PR #1260, opened 2024-07-24
deploying at2k4 gui

tongju12:
New axis in beam line called at2k4 GUI needs to be deploy

at2k4_tmo.py is added into pcdsdevices
## Motivation and Context

Scientists add one more axis at2k4(sample calibration foil) into beamline

## How Has This Been Tested?

Make a GUI and it looks good. 

python dev env test

https://jira.slac.stanford.edu/browse/ECS-4824
'

Screenshot 2024-07-24 at 2 43 32 PM

## Pre-merge checklist


pcdsdevices/at2k4_tmo.py
ZLLentz, line 1: What kind of device is this? Is it unique enough to sensibly give it it's own module? I assume this is an attenuator given the `at` in the name `at2k4`? https://confluence.slac.stanford.edu/display/PCDS/Photon+Systems+Naming+Conventions#PhotonSystemsNamingConventions-FunctionalComponent(FFFFF)

pcdsdevices/at2k4_tmo.py
```diff
@@ -0,0 +1,55 @@
...
+    name : str
+        Alias for the device
+    """
+    # UI Representation
+    _icon = 'fa.minus-square'
+    tab_component_names = True
+
+    # Sample calibration Y axe
+    at2k4 = Cpt(CalibrationAxe, 'AT2K4:IP1:STATE', add_prefix=(), kind='normal')
+    at2k4_y = Cpt(BeckhoffAxis, ':MMS', doc="Y-axis of sample caliration at2k4", kind='normal')
```
ZLLentz, line 41: We shouldn't mix styles here- either everything should be hard-coded or everything should flow from one or more common prefixes. This mixing only gives possibility for mistakes later when using the device.

pcdsdevices/at2k4_tmo.py
```diff
@@ -0,0 +1,55 @@
...
+
+    name : str
+        Alias for the device
+    """
+    # UI Representation
+    _icon = 'fa.minus-square'
+    tab_component_names = True
+
+    # Sample calibration Y axe
+    at2k4 = Cpt(CalibrationAxe, 'AT2K4:IP1:STATE', add_prefix=(), kind='normal')
```
ZLLentz, line 40: The subcomponent names are confusing to me. `at2k4` is a component of `at2k4`?

pcdsdevices/at2k4_tmo.py
```diff
@@ -0,0 +1,55 @@
...
+    # dummy signal, state is always the same
+    lightpath_cpts = ['at2k4.user_readback']
+
+    def calc_lightpath_state(self, **kwargs) -> LightpathState:
+        # TODO: get real logic here, instead of legacy hard-coding
+        return LightpathState(
+            inserted=True,
+            removed=False,
+            output={self.output_branches[0]: 1}
+        )
```
ZLLentz, line 55: Perhaps it's simple enough to include real lightpath handling on this device instead of "always in"?

pcdsdevices/at2k4_tmo.py
```diff
@@ -0,0 +1,55 @@
...
+from ophyd.device import Component as Cpt
+
+from .device import GroupDevice
+from .device import UpdateComponent as UpCpt
+from .epics_motor import BeckhoffAxis
+from .interface import BaseInterface, LightpathMixin
+from .pmps import TwinCATStatePMPS
+
+
+class CalibrationAxe(TwinCATStatePMPS):
```
tangkong, line 12: Do we mean `CalibrationAxis` here?

pcdsdevices/at2k4_tmo.py
```diff
@@ -0,0 +1,55 @@
...
+    at2k4 = Cpt(CalibrationAxe, 'AT2K4:IP1:STATE', add_prefix=(), kind='normal')
+    at2k4_y = Cpt(BeckhoffAxis, ':MMS', doc="Y-axis of sample caliration at2k4", kind='normal')
+    removed = False
+    transmission = 1
+    SUB_STATE = 'state'
+
+    # dummy signal, state is always the same
+    lightpath_cpts = ['at2k4.user_readback']
+
+    def calc_lightpath_state(self, **kwargs) -> LightpathState:
```
tangkong, line 49: We should make sure this is doing the right thing for lightpath.  If there is indeed an attenuator then we probably want to keep track of the blades to determine transmission and insertion state.  Maybe something similar to [AttenuatorSXR_Ladder](https://github.com/pcdshub/pcdsdevices/blob/c1bfa9cd54b4d875d043d12fa30ed3096d16cc25/pcdsdevices/attenuator.py#L1071)?

pcdsdevices/at2k4_tmo.py
tongju12: No, this is not as At1K4 like other attenuator, but due to the naming convention rule, TMO wants to call it at2k4 to make it normal.

pcdsdevices/at2k4_tmo.py
tongju12: let me change the name here. I will talk to scientists about the name.

pcdsdevices/at2k4_tmo.py
tongju12: Thanks Robert. No, this is not real attenuator like at1k4. no blades. Just a state mover with 5 targets on beamline with PMPS.

pcdsdevices/at2k4_tmo.py
ZLLentz: Hmm, that seems wrong to me (using `at` if this is not primarily used to attenuate the beam). Perhaps there's a better name to use, or a new category needs to be added... I think it's really bad to abuse the naming system and I don't think it should get this far that I'm confused about a device in a UI PR.

pcdsdevices/at2k4_tmo.py
ZLLentz: The main reason to change these is so the states row doesn't say `at2k4 at2k4` when we add the device to happi.

pcdsdevices/tmo_ip1.py
```diff
@@ -0,0 +1,50 @@
...
+    name : str
+        Alias for the device
+    """
+    # UI Representation
+    _icon = 'fa.minus-square'
+    tab_component_names = True
+
+    # Sample calibration Y axe
+    cali_foil = Cpt(CalibrationAxis, 'AT2K4:IP1:STATE', add_prefix=(), kind='normal')
+    cali_foil_y = Cpt(BeckhoffAxis, ':MMS', doc="Y-axis of sample caliration at2k4", kind='normal')
```
ZLLentz, line 37: My old comment about this is auto-marked as outdated now, but it's still relevant.

I don't like how one of these is hard-coded and the other is not.
In this case, I would suggest that they should both be hard-coded.

If only one is hard-coded, it will be possible to pick a wrong prefix and get a half-working device.

tongju12:
I will close this PR due to the new name approved by naming committee which is not at2k4 anymore. Will start another new one when I am ready. Thanks Zach and Robert help here!

PR #1267, opened 2024-08-01
ENH: Update Lcls2LaserTiming to have smaller timeout

### LINKED ISSUE #1266: Lcls2LaserTiming - Reduce Timeout
## Current Behavior
Currently ```Lcls2LaserTiming``` waits 2 seconds for a falling edge on the "moving" signal from the laser locker before marking movement done: https://github.com/pcdshub/pcdsdevices/blob/665c1f40c68894e28ae611bb7708b8f18cea403e/pcdsdevices/lxe.py#L485-L487

This is a bit of a kludge to deal with short time shifts. Since the ATCA common platform IOC only polls registers, and can't do I/O interrupts, we are limited to the polling rate of the PV. If the move takes less than this amount of time to complete, we may miss the edge entirely, hence the kludge.

## Context / environment
This has resulted in unnecessarily slow scans when moving small time steps. The beamline staff would like to speed this up. 
Example Jira: https://jira.slac.stanford.edu/browse/ECS-5056

## Suggested Solution
The original poll rate was 1Hz, which meant we waited 2 seconds to guarantee that we would see an edge if the IOC was able to catch it. I've update the polling rate to 10Hz, which means we can drop this down to 0.2 seconds wait.

slactjohnson:
## Description
Reduces the sleep timeout on ```Lcls2LaserTiming``` to be more appropriate for the current SCAN time. 

## Motivation and Context
closes #1266 

## How Has This Been Tested?
Tested very simply with a hutch python function using the bay 2 laser in the laser hall. The laser locker was setup for a phase shift velocity of 2 ns/s. This means a 1ns move should take ~0.5 seconds, a 0.1ns move ~0.05 seconds, and a 0.01ns move 0.005 seconds. 

Using the update in this PR, the 1ns move took ~0.5 seconds as expected, and the 0.1ns and 0.01ns moves timed out with 0.2 seconds, as expected. 

image

This PR and the associated Jira tickets. 

## Pre-merge checklist


ZLLentz:
I think this is a good idea :+1:

tangkong (approved):
Comments from the issue make this seem appropriate to me

ZLLentz (approved):

PR #1273, opened 2024-08-19
adding PA1K4-PF device in TMO  beamline

tongju12:
## Adding a new pcdsdevices in TMO beamline located at PA1K4 as photon filter

Adding a new device: PA1K4-PF
## Motivation and Context

Scientists require this device to work as calibrating photon energy

## How Has This Been Tested?

Run command to show the GUI. 

https://jira.slac.stanford.edu/browse/ECS-4824

## Pre-merge checklist

### DIFF
--- a/docs/source/upcoming_release_notes/1273-adding_pa1k4-pf_device.rst
+++ b/docs/source/upcoming_release_notes/1273-adding_pa1k4-pf_device.rst
@@ -27,4 +27,4 @@ Maintenance
 
 Contributors
 ------------
-- @tongju12
+- tongju12
--- a/docs/source/upcoming_release_notes/1273-adding_pa1k4-pf_device.rst
+++ b/docs/source/upcoming_release_notes/1273-adding_pa1k4-pf_device.rst
@@ -1,0 +1,30 @@
+1273 adding pa1k4-pf device
+#################
+
+API Breaks
+----------
+- N/A
+
+Features
+--------
+- N/A
+
+Device Updates
+--------------
+- N/A
+
+New Devices
+-----------
+- adding new device PA1K4-PF
+
+Bugfixes
+--------
+- N/A
+
+Maintenance
+-----------
+- N/A
+
+Contributors
+------------
+- @tongju12
--- a/pcdsdevices/tmo_ip1.py
+++ b/pcdsdevices/tmo_ip1.py
@@ -1,4 +1,4 @@
-"TMO sample calibration foil to work with spectrometer"
+"""TMO sample calibration foil to work with spectrometer"""
 from lightpath import LightpathState
 from ophyd.device import Component as Cpt
 
@@ -32,9 +32,9 @@ class SCaFoil(BaseInterface, GroupDevice, LightpathMixin):
     _icon = 'fa.minus-square'
     tab_component_names = True
 
-    # Sample calibration Y axe
+    # Sample calibration Y axis
 
-    pf = Cpt(CalibrationAxis, ':STATE', kind='normal')
+    pf_state = Cpt(CalibrationAxis, ':STATE', kind='normal')
     pf_y = Cpt(BeckhoffAxis, ':MMS:Y', doc="Y-axis of photo filter pa1k4", kind='normal')
     removed = False
     transmission = 1
--- a/pcdsdevices/tmo_ip1.py
+++ b/pcdsdevices/tmo_ip1.py
@@ -34,7 +34,7 @@ class SCaFoil(BaseInterface, GroupDevice, LightpathMixin):
 
     # Sample calibration Y axe
 
-    pf = Cpt(CalibrationAxis, 'PA1K4:PF:STATE', add_prefix=(), kind='normal')
+    pf = Cpt(CalibrationAxis, ':STATE', kind='normal')
     pf_y = Cpt(BeckhoffAxis, ':MMS:Y', doc="Y-axis of photo filter pa1k4", kind='normal')
     removed = False
     transmission = 1
--- a/pcdsdevices/tmo_ip1.py
+++ b/pcdsdevices/tmo_ip1.py
@@ -1,0 +1,51 @@
+"TMO sample calibration foil to work with spectrometer"
+from lightpath import LightpathState
+from ophyd.device import Component as Cpt
+
+from .device import GroupDevice
+from .device import UpdateComponent as UpCpt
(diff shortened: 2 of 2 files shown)


tongju12:
For the PV name, I try to hardcode pf_y from ":MMS:Y" to "PA1K4:PF:MMS:Y", however, after I run typhos command , it comes out as "PA1K4:PF:PA1K4:PF:MMS:Y", it automatically add the prefix"PF1K4:PF". Same thing, when I try to remove hardcode in pf from "PA1K4:PF:STATE" to ":STATE", after running command, it comes out as "STATE:GET_RBV", then I have to hardcode for pf. I am very confused how to fix the conflict here. So I have to use one line code is hard coded, the other line is not. If there is  a way to fix it, please let me know. thanks.

docs/source/upcoming_release_notes/1273-adding_pa1k4-pf_device.rst
```diff
@@ -0,0 +1,30 @@
...
+--------
+- N/A
+
+Maintenance
+-----------
+- N/A
+
+Contributors
+------------
+- @tongju12
```
tangkong, line 30:
```suggestion
- tongju12
```

tangkong:
Just to confirm what you're trying to do here with the prefixes, are you trying to have 
* `pf_y` always correspond to `PA1K4:PF:MMS:Y`, ignoring the prefix
* `pf` take the device prefix and become `<DEVICE:PREFIX>:STATE`?

Why don't we want both to take the device prefix?

pcdsdevices/tmo_ip1.py
```diff
@@ -0,0 +1,51 @@
...
+    name : str
+        Alias for the device
+    """
+    # UI Representation
+    _icon = 'fa.minus-square'
+    tab_component_names = True
+
+    # Sample calibration Y axe
+
+    pf = Cpt(CalibrationAxis, 'PA1K4:PF:STATE', add_prefix=(), kind='normal')
```
tangkong, line 37: You may know this, but by setting `add_prefix=()` here you stop the device prefix from being pre-pended to this component's PV.

Should this also be named something like `state`?  What does `pf` stand for here?

tongju12:
Yes, pf_y automatically takes prefix "PA1K4:PF" while pf did not take the prefix. Why we need to take prefix "PA1K4:PF"?  Because related PVs of this device are all involved "PA1K4:PF". Or can we put prefix as empty ""? I am still confused here.

pcdsdevices/tmo_ip1.py
tongju12: thanks Robert. I will push new code then. pf here is for photon filter,  PA1K4 is the location. It is the name committee decision:PA1K4:PF.

tangkong:
When you create an ophyd device, you normally provide a prefix.  This is because we assume that devices will be re-used with different prefixes.  
```python
my_foil = SCaFoil("MY:PREFIX:", name="my_foil")
your_foil = SCaFoil("OTHER:PREFIX:", name="your_foil")
```

This prefix gets pre-pended to the components automatically, creating the full PV.  As written in the code, `pf_y` takes this prefix as usual, but you have explicitly told `pf` to not do so.  If we set the prefix to "MY:PREFIX:" like I did in the previous snippet, we'll get
```
my_foil.pf --> "PA1K4:PF:STATE"
my_foil.pf_y --> "MY:PREFIX::MMS:Y"
```

If `SCaFoil.pf` will **ALWAYS** have the same PV (PA1K4:PF:STATE), this is fine.  But if you might ever make another foil and want to reuse this device, we should let `SCaFoil.pf` take the prefix as normal.

tongju12:
Thank you very much, Robert. I think this should be the last one to add because this device is right after the first mirror in TMO hutch, it should calibrate the beam for almost all of the devices after this is installed. I will keep the prefix here so far. If they will add another one later, I will come back to modify later.  Thank you very much for your suggestions though.

pcdsdevices/tmo_ip1.py
```diff
@@ -0,0 +1,51 @@
+"TMO sample calibration foil to work with spectrometer"
```
tangkong, line 1:
```suggestion
"""TMO sample calibration foil to work with spectrometer"""
```
Quick nitpick, docstrings at the top of a module use triple quotes.

pcdsdevices/tmo_ip1.py
```diff
@@ -0,0 +1,51 @@
...
+
+    # dummy signal, state is always the same
+    lightpath_cpts = ['cali_foil.user_readback']
+
+    def calc_lightpath_state(self, **kwargs) -> LightpathState:
+        return LightpathState(
+            inserted=True,
+            removed=False,
+            output={self.output_branches[0]: 1}
+        )
```
tangkong, line 51: Right now the lightpath logic here says that the foil is always inserted, but fully transmissive.  This might be ok for now, but do we want to hash this out here?  It should probably be a transmission of 0 when it's inserted, and 1 when removed right?

Also as a side note, when we make the happi device for this we need to make sure the output branches are set.  Otherwise `self.output_branches` won't be assigned

pcdsdevices/tmo_ip1.py
```diff
@@ -0,0 +1,51 @@
...
+    prefix : str
+        Base PV for the motion system
+    name : str
+        Alias for the device
+    """
+    # UI Representation
+    _icon = 'fa.minus-square'
+    tab_component_names = True
+
+    # Sample calibration Y axe
```
tangkong, line 35:
```suggestion
    # Sample calibration Y axis
```
needless nitpicking here from me, sorry

pcdsdevices/tmo_ip1.py
```diff
@@ -0,0 +1,51 @@
...
+
+    pf = Cpt(CalibrationAxis, ':STATE', kind='normal')
```
tangkong, line 37: It's fine if this makes sense for you, but this might be better named as `pf_state` and `pf_y`.

tangkong (commented):
I think this is more or less ok to go.  I do have some nitpicks, as well as a question about our intention with the lightpath state

tongju12:
Thanks a lot, Robert! As we discussed, I edit several spots you mentioned here and leave light path as current status to deliver the GUI.

tangkong (approved):
Opting to get this in and follow up on lightpath behavior later.  Tagging will happen soon so it's best to not leave this hanging

PR #1276, opened 2024-08-21
BLD: use bluesky-base instead of bluesky(all)

tangkong:
## Description
Use bluesky-base in conda recipe instead of bluesky to avoid qt6-main

## Motivation and Context
NOTE: this will require a change in the conda-feedstock.  Without this other packages will fail by installing qt6 dependencies

## How Has This Been Tested?
N/A

This PR. 

## Pre-merge checklist

### DIFF
--- a/conda-recipe/meta.yaml
+++ b/conda-recipe/meta.yaml
@@ -21,7 +21,7 @@ requirements:
     - setuptools_scm
   run:
     - python >=3.9
-    - bluesky >=1.6.4
+    - bluesky-base >=1.6.4
     - happi
     - jsonschema
     - lightpath >=1.0.0
@@ -45,7 +45,7 @@ test:
   requires:
     - pytest
     - pytest-timeout
-    - matplotlib
+    - matplotlib <3.9  # avoid installing qt6
     - typhos
   imports:
     - {{ import_name }}
--- a/conda-recipe/meta.yaml
+++ b/conda-recipe/meta.yaml
@@ -45,7 +45,6 @@ test:
   requires:
     - pytest
     - pytest-timeout
-    - matplotlib <3.9  # avoid installing qt6
     - typhos
   imports:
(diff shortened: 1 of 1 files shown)


tangkong:
Confirming this prevents the installation of `qt6-main`, as compared to other CI runs (https://github.com/pcdshub/pcdsdevices/actions/runs/10475669888/job/29012841610#step:15:368)

conda-recipe/meta.yaml
```diff
@@ -45,7 +45,7 @@ test:
   requires:
     - pytest
     - pytest-timeout
-    - matplotlib
+    - matplotlib <3.9  # avoid installing qt6
```
ZLLentz, line 48: I don't this is appropriate as a CI test dependency, surely it still runs without it?
```suggestion
```

tangkong: There's this one pesky test... https://github.com/pcdshub/pcdsdevices/blob/75d68e72a1d4bcdedef6295c1ba4adec7474f25e/pcdsdevices/tests/test_interface.py#L65-L68

I can try removing it but I think this loads a backend

ZLLentz: oh sorry, I didn't realize this- but in this case, we need to specify pyqt5 in the test requires if it doesn't work, rather than pinning back matplotlib

ZLLentz (approved):

conda-recipe/meta.yaml
tangkong: uh it works.  I don't understand but I'm not going to fight the machine.  Maybe because lightpath pulls in qt dependencies or something i dunno

ZLLentz: it's worth noting that we need to render in offline/offscreen mode anyway for a CI build- it's not clear that qt would technically be needed with some configuration effort

PR #1281, opened 2024-09-03
BLD: depend on lightpath-base to avoid ui dependencies in builds

tangkong:
## Description
- Swaps `lightpath` -> `lightpath-base` in conda recipe
- Specifies >1.0.5 for both, to ensure pypi builds pull from version with GUI extras separated
  - Conda builds will fail until the feedstock updates, but I figured it's better to keep the version numbers the same

## Motivation and Context
Stop depending on things we don't need!

## How Has This Been Tested?
go CI go

This PR

## Pre-merge checklist

### DIFF
--- a/conda-recipe/meta.yaml
+++ b/conda-recipe/meta.yaml
@@ -24,7 +24,7 @@ requirements:
     - bluesky-base >=1.6.4
     - happi
     - jsonschema
-    - lightpath >=1.0.0
+    - lightpath-base >=1.0.5
     - matplotlib-base
     - numpy
     - ophyd >=1.7.0
--- a/docs/source/upcoming_release_notes/1281-bld_lightpath_base.rst
+++ b/docs/source/upcoming_release_notes/1281-bld_lightpath_base.rst
@@ -1,0 +1,31 @@
+1281 bld_lightpath_base
+#######################
+
+API Breaks
+----------
+- N/A
+
+Library Features
+----------------
+- N/A
+
+Device Features
+---------------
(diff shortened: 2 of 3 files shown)


ZLLentz:
fwiw lightpath-base is currently only up to 1.0.4 on conda-forge so maybe this will need to wait until the tag flows through the CI chain

tangkong:
I believe the dependency to look for here is typhos.  (As in typhos should not be installed, as it is a gui-only dependency of lightpath)

tangkong:
A local pip-install successfully pulls in lightpath without gui dependencies, and the conda build here pulls in lightpath-base

I was sort of hoping to get pcdsdevices to build without qt as a dependency, but as long as typhos is a test-dependency we won't see it in CI.  I think it's probably easiest to test this locally after this is merged.  

I still think the changes here are correct, regardless of whether or not qt is fully extricated.

ZLLentz:
Confirmed that the changes look good
Confirmed that typhos is actually used in the test suite and can't be removed without stripping out some tests

Does this need a pre-release notes stub?

ZLLentz (approved):

ZLLentz:
fwiw the main thing typhos does in the test suite is verify that it can see our entrypoints, if you want to think a bit about how valuable or forgettable that might be.

tangkong:
I think the test suite requiring typhos is fine, I just wanted to make sure that normal installs don't pull in more dependencies than needed.  The CI just isn't the place to do that I think, and that's ok

PR #1282, opened 2024-09-03
FIX: ensure np.interp gets an increasing sequence in LUTs

ZLLentz:
## Description

- Fix an issue where the `LookupTablePositioner` would fail silently if the lookup table was not strictly increasing in both axes.
- Lookup tables that are strictly decreasing in either axis will now be supported.
- Lookup tables that have inconsistent ordering in either axis will not log a warning when the errant conversion is done.
- Refactor the `LookupTablePosition` class slightly to avoid code duplication

## Motivation and Context

`lxe` in XCS didn't work on master because the look up table was decreasing instead of increasing.
`np.interp` expects the first array to be strictly increasing.

https://numpy.org/doc/stable/reference/generated/numpy.interp.html

## How Has This Been Tested?

- Interactively in XCS
- Added unit tests

Pre-release notes and docstrings only

## Pre-merge checklist


pcdsdevices/pseudopos.py
```diff
@@ -1013,10 +1013,18 @@ def forward(self, pseudo_pos: tuple) -> tuple:
         pseudo_field, = self.PseudoPosition._fields
         real_field, = self.RealPosition._fields
 
+        xp = self._table_data_by_name[pseudo_field]
+        fp = self._table_data_by_name[real_field]
+
+        # xp must be increasing
+        if not xp[1] > xp[0]:
```
tangkong, line 1020: This is very intolerant of noise in the signal, are we confident we won't jitter enough to trigger this by accident?

ZLLentz: These come from fixed values in a text file that can look something like this:
```
50        71
55        41.5
60        18.8
65        6
70        1.3
75        0.5
```
Since they are fixed values there won't be any jitter, but I think it's worth adding a more thorough check so we can throw a warning if the values aren't monotonic

pcdsdevices/tests/test_pseudopos.py
```diff
@@ -216,21 +229,34 @@ class MyLUTPositioner(LookupTablePositioner):
...
-    np.testing.assert_allclose(lut.inverse(7)[0], 200)
-    np.testing.assert_allclose(lut.inverse(1.5)[0], 55)
-
-    lut.move(100, wait=True)
-    np.testing.assert_allclose(lut.pseudo.position, 100)
-    np.testing.assert_allclose(lut.real.position, 6)
-
-    assert lut.real.limits == (0, 9)
-    assert lut.pseudo.limits == (40, 400)
+    np.testing.assert_allclose(lut.forward(60 * ps)[0], 2 * rs)
```
tangkong, line 236: how did I not know `np.testing` existed...

pcdsdevices/pseudopos.py
```diff
@@ -1037,16 +1033,83 @@ def inverse(self, real_pos: tuple) -> tuple:
...
+
+        return xp, fp
+
+
+def is_strictly_increasing(arr: np.ndarray) -> bool:
+    """
+    Returns True if axis 1 of arr is strictly increasing and False otherwise.
+    """
+    # see numpy.interp docs https://numpy.org/doc/stable/reference/generated/numpy.interp.html
+    return np.all(np.diff(arr) > 0)
```
tangkong, line 1111: I guess monotonically increasing does mean strictly increasing (never decreasing or staying the same).  We just had the wrong idea of "monotonically increasing" before.

tangkong (approved):
this seems right to me.  Nice pseudopositioner tests.  I looked through the commit history and the spirit of stayed true throughout the various iterations

pcdsdevices/pseudopos.py
ZLLentz: I actually re-read the docs and found that they specified _strictly_ increasing instead of _monotonically_ increasing, the difference being that a monotonic sequence is allowed to repeat adjacent numbers or have a zero slope.

pcdsdevices/tests/test_pseudopos.py
ZLLentz: You know, I didn't actually _read_ the functions I was adding the sign swaps to, I was only looking for numbers and figuring out whether they were the real positions or the pseudo positions, so I also didn't realize `np.testing` existed.

My test here is just using the pre-existing test from Ken but adding the cases where either side is decreasing instead of increasing.

PR #1, opened 2018-01-03
A variety of clean ups

mrocklin:


daskernetes/__init__.py
```diff
@@ -52,31 +63,10 @@ def _make_pod(self):
...
-                            ),
-                            client.V1EnvVar(
-                                name = 'POD_NAME',
-                                value_from = client.V1EnvVarSource(
-                                    field_ref = client.V1ObjectFieldSelector(
-                                        field_path = 'metadata.name'
-                                    )
-                                )
-                            ),
-                        ],
```
mrocklin: These don't seem necessary to me yet.  Happy to be overruled though.

daskernetes/__init__.py
```diff
@@ -147,17 +137,15 @@ def main():
...
         args.namespace,
         args.worker_image,
         {},
-        scheduler.address
+        n_workers=1,
     )
-    adapative_cluster = Adaptive(scheduler, cluster)
-    tornado.ioloop.IOLoop.current().start()
+    client = Client(cluster)
+    print(client.submit(lambda x: x + 1, 10).result())
```
mrocklin: This is just here for testing at the moment.  We should probably set up a CI system with minikube at some point.  I ran into https://blog.travis-ci.com/2017-10-26-running-kubernetes-on-travis-ci-with-minikube .  Other suggestions welcome.

yuvipanda:
Aha, you are right we don't actually explicitly need to give it its IP or hostname, since kubernetes actually sets up network devices properly to have the pod IP!

daskernetes/__init__.py
```diff
@@ -1,26 +1,30 @@
...
+            namespace='dask',
+            worker_image='daskdev/dask:latest',
+            worker_labels=None,
+            n_workers=0,
+            threads_per_worker=1,
+            host='0.0.0.0',
     ):
-        self.log = logging.getLogger("distributed.deploy.adaptive")
+        self.cluster = LocalCluster(ip=host or socket.gethostname(),
+                                    n_workers=0)
```
mrocklin: LocalCluster also sets up things for us like the dashboard, which can be pleasant.  I'm happy to do things more raw with `Scheduler` though if preferred.

PR #14, opened 2018-01-04
Add IPython widget to KubeCluster

mrocklin:
This is kind of gimicky, but plays well

image


yuvipanda:
I like it! I also like the ipywidgets is optional!

PR #15, opened 2018-01-05
Create namespaces on demand

mrocklin:
I suspect that there are more idiomatic ways to do this, perhaps with `generate_name`?

Review and critical feedback would be appreciated.

Also, our tests are a bit wonky.  I suspect that we are not cleaning up correctly between tests.

### DIFF
--- a/daskernetes/core.py
+++ b/daskernetes/core.py
@@ -2,6 +2,7 @@ import logging
 import socket
 import argparse
 from urllib.parse import urlparse
+import uuid
 from weakref import finalize, ref
 
 from tornado import gen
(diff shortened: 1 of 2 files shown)


jacobtomlinson:
Agreed. I everything we do should be namespace agnostic. There are a few issues which already spring to mind:

- As @yuvipanda says with working RBAC the pod may not be able to create namespaces.
- The person deploying this onto the cluster may not be in a position to create namespaces (a developer with access to a shared cluster who has a namespace for their project).
- Namespaces will be used in different ways at different organisations and we should remain agnostic to that.

mrocklin:
OK, will do

> namespace should default to either current namespace or to specified one

Is "current namespace" something that we can query kubernetes for?  Is this typically stored in an environment variable perhaps?

yuvipanda:
@mrocklin https://github.com/jupyterhub/kubespawner/blob/master/kubespawner/spawner.py#L125 shows the easiest way.

yuvipanda:
Also UUIDs might not actually work for name defaults, since there's a 63 character limit on pod names. Perhaps something like 'username-${truncated-uuid}'?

_EXERCISE DIRECTIONS_
The lines to copy are those above that contain "actually".

_ANSWER TO THIS EXERCISE_
Confirmed that typhos is actually used in the test suite and can't be removed without stripping out some tests
ZLLentz: I actually re-read the docs and found that they specified _strictly_ increasing instead of _monotonically_ increasing, the difference being that a monotonic sequence is allowed to repeat adjacent numbers or have a zero slope.
ZLLentz: You know, I didn't actually _read_ the functions I was adding the sign swaps to, I was only looking for numbers and figuring out whether they were the real positions or the pseudo positions, so I also didn't realize `np.testing` existed.
Aha, you are right we don't actually explicitly need to give it its IP or hostname, since kubernetes actually sets up network devices properly to have the pod IP!
Also UUIDs might not actually work for name defaults, since there's a 63 character limit on pod names. Perhaps something like 'username-${truncated-uuid}'?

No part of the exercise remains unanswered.